We’ve already mentioned content quite a few times by now. That’s because without content, you don’t really have an inbound marketing strategy — or any marketing strategy for that matter. The new age of marketing is all about proving your worth by using content to educate, engage, and ultimately encourage the lead to become a customer. Content can be anything from the 140 words your tweet out to your followers on a daily basis to the 1,000-word blog post you carefully curated to help solve a problem your potential customer might have. Inbound marketing stresses the importance of content because without it, you’re left with very few ways to prove you’re valuable to potential customers.

But can content really provide that much value? According to Curata, 95% of buyers consider vendor-related content as trustworthy. This means that the whitepapers, eBooks, blog posts, and even Facebook updates your company puts out increases your trustworthiness among your potential customers. And when people trust you, they want to buy from you. Even other non-vendor related content like informational blogs or educational infographics create trust. This happens when the content becomes highly useful to the reader, or even helps to answer a question or solve a problem they have. Gaining the customer’s trust well before your services are even introduced sets you up for long-term success more than anything else can — all thanks to good content.

Running email campaigns

The final big inbound marketing strategy every marketer should be using is a good email campaign. You may recall a few years back when marketers were claiming that email was dead. Just like snail mail, people were calling email out as the next biggest waste of marketing dollars. They claimed there was very little return for all of the effort you’d need to put into running a campaign. While email open rates and click-through greatly depend on your given industry, they are rarely above 25% and 6% respectively.
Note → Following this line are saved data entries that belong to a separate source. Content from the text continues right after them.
PR #1022, opened 2021-03-05
Refactor ThreadPool::execute to return a future since it always retur…

dam4rus:
…ned true

### For all changes:
     in the commit message?

### For code changes:

### Note:

### DIFF
--- a/extensions/standard-processors/processors/GetTCP.cpp
+++ b/extensions/standard-processors/processors/GetTCP.cpp
@@ -285,17 +285,14 @@ void GetTCP::onTrigger(const std::shared_ptr<core::ProcessContext> &context, con
       } else {
         logger_->log_error("Could not create socket for %s", endpoint);
       }
-      std::unique_ptr<utils::AfterExecute<int>> after_execute = std::unique_ptr<utils::AfterExecute<int>>(new SocketAfterExecute(running_, endpoint, &live_clients_, &mutex_));
+      auto after_execute = std::unique_ptr<utils::AfterExecute<int>>(new SocketAfterExecute(running_, endpoint, &live_clients_, &mutex_));
       utils::Worker<int> functor(f_ex, "workers", std::move(after_execute));
-      auto* future = new std::future<int>(client_thread_pool_.execute(std::move(functor)));
-      live_clients_[endpoint] = future;
+      live_clients_[endpoint] = client_thread_pool_.execute(std::move(functor));
     } else {
-      if (!endPointFuture->second->valid()) {
-        delete endPointFuture->second;
-        std::unique_ptr<utils::AfterExecute<int>> after_execute = std::unique_ptr<utils::AfterExecute<int>>(new SocketAfterExecute(running_, endpoint, &live_clients_, &mutex_));
+      if (!endPointFuture->second.valid()) {
+        auto after_execute = std::unique_ptr<utils::AfterExecute<int>>(new SocketAfterExecute(running_, endpoint, &live_clients_, &mutex_));
         utils::Worker<int> functor(f_ex, "workers", std::move(after_execute));
-        auto* future = new std::future<int>(client_thread_pool_.execute(std::move(functor)));
-        live_clients_[endpoint] = future;
+        endPointFuture->second = client_thread_pool_.execute(std::move(functor));
       } else {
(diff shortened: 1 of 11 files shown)


libminifi/test/unit/ThreadPoolTests.cpp
```diff
@@ -70,8 +70,7 @@ TEST_CASE("ThreadPoolTest1", "[TPT1]") {
   std::function<bool()> f_ex = function;
   utils::Worker<bool> functor(f_ex, "id");
   pool.start();
-  std::future<bool> fut;
-  REQUIRE(true == pool.execute(std::move(functor), fut));
+  auto fut = pool.execute(std::move(functor));
   fut.wait();
```
adamdebreceni, line 74: should we assert the validity of the returned future in this test?

dam4rus: I'm not sure about whether it makes sense to test for validity or not to be honest. Judging by the documentation https://en.cppreference.com/w/cpp/thread/future/valid `std::future::valid` only returns `false` if `std::future::get` has been called. I can revert the assertion but I assume it would be always `true`.

extensions/standard-processors/processors/GetTCP.cpp
```diff
@@ -285,21 +285,17 @@ void GetTCP::onTrigger(const std::shared_ptr<core::ProcessContext> &context, con
       } else {
         logger_->log_error("Could not create socket for %s", endpoint);
       }
-      auto* future = new std::future<int>();
       std::unique_ptr<utils::AfterExecute<int>> after_execute = std::unique_ptr<utils::AfterExecute<int>>(new SocketAfterExecute(running_, endpoint, &live_clients_, &mutex_));
       utils::Worker<int> functor(f_ex, "workers", std::move(after_execute));
-      if (client_thread_pool_.execute(std::move(functor), *future)) {
-        live_clients_[endpoint] = future;
-      }
+      auto* future = new std::future<int>(client_thread_pool_.execute(std::move(functor)));
```
hunyadi-dev, line 290: Who cleans up these futures allocated with `new`?

libminifi/test/unit/ThreadPoolTests.cpp
adamdebreceni: a default constructed future and a future that has been moved from are also `valid() == false`, my only problem is that operating on an "invalid" future is undefined behavior (although encouraged to throw), but I believe we can safely assume that `ThreadPool<T>::execute` returns a valid future, in which case I would remove the validity checks from `SchedulingAgent.cpp`

dam4rus: Sorry for the confusing comment. I meant that in this case `valid` would be only `false` after calling `get`/`share`. If I get this right, `std::promise::get_future` can't return an invalid `std::future` since it throws an exception when called on an invalid `std::promise`. E.g. it has no state or `get_future` has already been called once.
I'm not super familiar with `std::promise` to be honest but I think it's safe to remove validity checks in these cases. Wouldn't an invalid `std::future` would have cause problems by now?

extensions/standard-processors/processors/GetTCP.cpp
szaszm: It's cleaned up by subsequent `onTrigger` calls, see the branch below. The list is also modified by `SocketAfterExecute`, which looks like it leaks on error, but I didn't verify.

dam4rus: Looking at the code it looks like `SocketAfterExecute::isFinished` is indeed leaking the future. I think simply storing an `std::future` in the `GetTCP::live_clients_` should clear this up.
The whole `SocketAfterExecute` class is kinda suspicious. It stores a copy of `GetTCP::running_` while storing a pointer to `GetTCP::live_clients_` and `GetTCP::mutex_`. Isn't it supposed to take a reference to `GetTCP::running_` as well?
What are the lifetime relation of these objects? Can `SocketAfterExecute` outlive `GetTCP`? If so storing an `std::weak_ptr` would be safer than raw pointers. Otherwise references should would work as well but harder to reason about. Maybe store `GetTCP::running_`, `GetTCP::live_clients_` and `GetTCP::mutex_` in a struct and create a `std::shared_ptr` to it?

szaszm:
closing due to inactivity

PR #1027, opened 2021-03-11
MINIFICPP-1487 Use a single queue for flow files

fgerlits:
https://issues.apache.org/jira/browse/MINIFICPP-1487

This PR has some overlap with #1025 (the first two commits), so it may be easier to review the commits separately, skipping those.  We may merge either of these PRs, both, or neither.

Instead of a separate `deque` for non-penalized flow files and a `priority_queue` for penalized flow files, this PR uses a single `priority_queue` for both, setting a "due date" to be the insertion time for non-penalized flow files and the penalty expiration time for penalized flow files.

This makes the code in FlowFileQueue simpler, easier to reason about, and the unit tests more robust.  On the other hand, `push` and `pop` are now O(log n) for non-penalized flow files, too, instead of O(1).  I think this is an acceptable cost, as O(log n) is not significantly slower than O(1), but I'm interested in what others think.

---

### For all changes:
     in the commit message?

### For code changes:

### Note:

### DIFF
--- a/extensions/standard-processors/tests/unit/ProcessorTests.cpp
+++ b/extensions/standard-processors/tests/unit/ProcessorTests.cpp
@@ -702,7 +702,7 @@ TEST_CASE_METHOD(ProcessorWithIncomingConnectionTest, "A Processor detects corre
 TEST_CASE_METHOD(ProcessorWithIncomingConnectionTest, "A failed and re-penalized flow file does not block the incoming queue of the Processor", "[penalize]") {
   processor_->setPenalizationPeriod(std::chrono::milliseconds{100});
   const auto penalized_flow_file = session_->create();
-  session_->penalize(penalized_flow_file);  // first penalty duration is 100 ms
+  session_->penalize(penalized_flow_file);
   incoming_connection_->put(penalized_flow_file);
   const auto penalty_has_expired = [penalized_flow_file] { return !penalized_flow_file->isPenalized(); };
   REQUIRE(utils::verifyEventHappenedInPollTime(std::chrono::seconds{1}, penalty_has_expired, std::chrono::milliseconds{10}));
@@ -719,7 +719,7 @@ TEST_CASE_METHOD(ProcessorWithIncomingConnectionTest, "A failed and re-penalized
   const auto next_flow_file_1 = incoming_connection_->poll(expired_flow_files);
   REQUIRE(next_flow_file_1 == penalized_flow_file);
 
-  session_->penalize(penalized_flow_file);  // second penalty duration is 200 ms
+  session_->penalize(penalized_flow_file);
   incoming_connection_->put(penalized_flow_file);
   std::this_thread::sleep_for(std::chrono::milliseconds{110});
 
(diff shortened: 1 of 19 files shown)


adamdebreceni:
image

!mind the baseline labeled "empty", that is a constant cost of the benchmarking system!

I have measured if there is observable penalty going to O(log n), these tests operate (push/pop) on 10 `std::shared_ptr` instances, popping 10 elements from a 1000000 long priority_queue takes less than a microsecond on my machine, of course compared to the deque it is a slowdown on the order of 10, but based on this, I would not worry about it being a bottleneck of some sort

adamdebreceni:
image


!mind the baseline labeled "empty", that is a constant cost of the benchmarking system!

I have measured if there is observable penalty going to O(log n), these tests operate (push/pop) on 10 `std::shared_ptr<int>` instances (with custom comparator), popping 10 elements from a 1000000 long priority_queue takes less than a `6.5 us` on my machine, of course compared to the deque it is a slowdown by a factor of ~100, but based on this, I would not worry about it being a bottleneck of some sort

szaszm (approved):

libminifi/src/utils/FlowFileQueue.cpp
```diff
@@ -30,70 +30,41 @@ bool FlowFileQueue::FlowFilePenaltyExpirationComparator::operator()(const value_
...
-  }
-
-  if (!priority_queue_.empty()) {
-    value_type next_flow_file = priority_queue_.top();
-    priority_queue_.pop();
-    return next_flow_file;
-  }
-
-  throw std::logic_error{"forcePop() called on an empty FlowFileQueue"};
+  value_type next_flow_file = queue_.top();
```
adamdebreceni, line 37: should we move from `queue_.top()`?

extensions/standard-processors/tests/unit/ProcessorTests.cpp
```diff
@@ -615,65 +615,131 @@ TEST_CASE("TestRPGValid", "[TestRPG6]") {
...
+  incoming_connection_->put(flow_file_2);
+  const auto flow_file_3 = session_->create();
+  incoming_connection_->put(flow_file_3);
+
+  REQUIRE(incoming_connection_->isWorkAvailable());
+  std::set<std::shared_ptr<core::FlowFile>> expired_flow_files;
+  const auto next_flow_file_1 = incoming_connection_->poll(expired_flow_files);
+  REQUIRE(next_flow_file_1 == penalized_flow_file);
+
+  session_->penalize(penalized_flow_file);  // second penalty duration is 200 ms
```
adamdebreceni, line 722: does this comment apply?

libminifi/src/utils/FlowFileQueue.cpp
fgerlits: I don't think we can: `top()` returns a const reference (and is a const member function).

extensions/standard-processors/tests/unit/ProcessorTests.cpp
fgerlits: Nope.  Removed in https://github.com/apache/nifi-minifi-cpp/pull/1027/commits/a42c324123487d8a05be45c236ef1b42fd24457e.

libminifi/src/utils/FlowFileQueue.cpp
adamdebreceni: that is a bummer, there really is no non-const overload :(

adamdebreceni (approved):

lordgamez (approved):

In the past, marketers have looked at these numbers as proof that their time and money is better spent elsewhere.

Despite lower engagement metrics than other strategies, an email marketing campaign is arguably the best way to nurture your leads. How else are you going to deliver on offers leads may have shown interest in and signed-up to receive? Email campaigns go far beyond delivering an offer, though. They can help turn leads into customers, than eventually nurture that relationship into a lasting one. A drip email campaign is the perfect way to align the goals and objective in your marketing plan with the content you created, presenting it to your ideal user at just the right time. You can deliver on a promised offer like an eBook or whitepaper download. Then once you have that person’s email, they can be shifted into an entirely new email campaign aimed at getting them closer to a bigger conversion.

These new campaign are often referred to as “drip” campaigns — as they work to create multiple touch-points, getting you in front of the right customer at the right time in their buying journey. Drip campaigns cans are used to nurture the lead, moving them further down the sales funnel and closer to a conversion. You can use these to send leads informational content like an eBook, then later an offer for a free demo when you know they’re closer to being ready to buy.

Email is also effective for forging a bond between your company and an existing client. Have someone that recently purchased a specific product? Create a return customer email campaign to send discount codes and coupons personalized to past purchases. From the first interaction after signing up for an offer to regular interactions to encourage a return purchase, an email campaign helps take your lead full circle.

These are just a few inbound strategies that can boost your marketing strategies to the next level. Inbound marketing revolves around the customer, earning their attention and giving them valuable information through their entire buyer’s journey. Instead of aiming and missing, take the time to target your marketing to right customer at the right time, and the conversions will follow.